Our estimate of the elasticity of substitution between capital and labour is 0.40, which lies at the lower of end of previous Australian estimates (for example, Debelle and Vickery (1998), Dungey and Pitchford (1998)). Again, Downes and Bernie's (1999) TRYM model estimate is somewhat larger at 0.82. The difference likely reflects the fact that TRYM incorporates greater capital/labour substitutability by modelling total hours worked and unfilled vacancies.

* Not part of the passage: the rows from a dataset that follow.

PR #1055, opened 2025-07-03
Switch CUDA B-field to use texture memory

stephenswat:
This commit changes the CUDA magnetic field representation from a classical array-based field to a field in texture memory.

PR #1069, opened 2025-07-10
B-Field Rewrite / Cleanup, main branch (2025.07.10.)

krasznaa:
This is the change that I was foretelling about in #1055 already. Where I would right some of the wrongs introduced in #1033.

There were multiple things about `traccc::bfield` that I didn't like:
  - The name. I really wanted to call it `traccc::magnetic_field` instead. While calling instances/variables `bfield`.
  - I didn't like how `"traccc/utils/bfield.hpp"` contained pretty much everything.
  - I was not happy about the naming I gave to some of its functions.

I tried to address all of these in this PR. While also resolving the `bfield` <-> `magnetic_field` inconsistencies in the names of various functions.

It ended up touching way more files than I expected, so in the end I decided not to add the CUDA texture memory changes from #1055 in this PR. That would come in a follow-up instead.

I know that this will mess up multiple open PRs from @stephenswat, but as I told him already, I'd really like to clean this up before we make even more code depend on the naming that I didn't like...


stephenswat (approved):
Looks good!

PR #1074, opened 2025-07-14
Alpaka: Parallel Algorithm Unification

CrossR:
The Alpaka code needs to be able to call:

 - Thrust with CPU backend
 - Thrust with CUDA backend
 - rocThrust with a HIP backend
 - oneDPL with a SYCL backend

with a consistent interface.

This is a very basic outline of what that could look like, though I'm open to any suggestions as I think this way, whilst simple, is potentially a pain if we need to keep adding to it.

I've tested this on an A100, MI210 and GPU Max 1100 and it works across every back end at least.


stephenswat (approved):
Let's move forward on this.

device/alpaka/src/utils/parallel_algorithms.hpp
```diff
@@ -0,0 +1,132 @@
...
+#include "traccc/utils/memory_resource.hpp"
+
+// Thrust include(s).
+#include <thrust/binary_search.h>
+#include <thrust/copy.h>
+#include <thrust/execution_policy.h>
+#include <thrust/fill.h>
+#include <thrust/scan.h>
+#include <thrust/sort.h>
+#include <thrust/unique.h>
```
krasznaa, line 24: Should these not be hidden when a SYCL build is performed? I know that right now Thrust is always available in our builds, but that may not remain the case always.

Since in the same way we could technically make oneDPL just always be available as well, and could remove the preprocessor statements around those includes as well. (But in general I don't think that would be a good idea.)

device/alpaka/src/utils/parallel_algorithms.hpp
```diff
@@ -0,0 +1,132 @@
...
+#pragma clang diagnostic ignored "-Wshadow"
+#pragma clang diagnostic ignored "-Wunused-parameter"
+#pragma clang diagnostic ignored "-Wshorten-64-to-32"
+#pragma clang diagnostic ignored "-Wsign-conversion"
+#pragma clang diagnostic ignored "-Wimplicit-int-conversion"
+#pragma clang diagnostic ignored "-Wsign-compare"
+#pragma clang diagnostic ignored "-Wold-style-cast"
+#include <oneapi/dpl/algorithm>
+#include <oneapi/dpl/execution>
+#pragma clang diagnostic pop
```
krasznaa, line 38: You should do something like this instead:

https://github.com/acts-project/traccc/blob/main/device/sycl/src/utils/oneDPL.hpp

Since listing the warnings individually is pretty fragile. (But we do need to turn them off in pragmas unfortunately. 😦)

krasznaa (commented):
Good effort, I like it, let's bring it across the finish line this week!

CrossR:
Hm...I did a test build on all 3 platforms before pushing, but SYCL isn't happy.

I'll check tomorrow morning.

PR #1077, opened 2025-07-15
Add truth finding cuts and efficiency output

stephenswat:
This commit updates the truth matching code to have additional cuts on r, z, and the number of measurements on the track. It also adds some printouts to the finding efficiency writer to give the overall efficiency, fake rate, etc. without the need to use ROOT.


stephenswat:
This is a prerequisite for #1082 and useful in general.

niermann999 (approved):
Looks good to me

krasznaa (approved):
Looks harmless enough.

The estimated coefficient on the lagged first difference of log employment (β2) implies modest serial correlation, with a 1 per cent rise (fall) in employment causing a 0.32 per cent rise (fall) in employment growth next period. The estimated coefficient for contemporaneous output growth (β1) implies that a 1 per cent rise (fall) in output is associated with a 0.13 per cent rise (fall) in employment growth, and the estimated coefficient for real wages (β3) implies that a 1 per cent fall (rise) in wages is associated with a 0.14 per cent rise (fall) in employment.

ADF tests reject the null hypothesis that the residuals of the error correction term have a unit root at a 5 per cent significance level, which implies the long-run demand equation is a cointegrating relationship.

Finally, we explore the endogeneity of variables used in this analysis by estimating a vector error correction model using the cointegrating relationship estimated above. In light of Pagan and Pesaran (2008), we find that the three variable system (excluding the reduced form trend) can be usefully characterised by two trends (that is, the unit root processes governing output and the real wage) and one cointegrating relationship (that is, the long-run demand relationship with trend breaks). This analysis reconfirms the earlier finding of Dixon, Freebairn and Lim (2005) that output and the real wage are weakly exogenous to this system of equations thereby alleviating concerns relating to endogeneity bias.


7 This analysis updates the work of Gruen, Pagan and Thompson (1999) to 2011 data and finds that their estimates are preserved in the large data sample, with the 1980s characterised by large gaps between the actual unemployment rate and the NAIRU.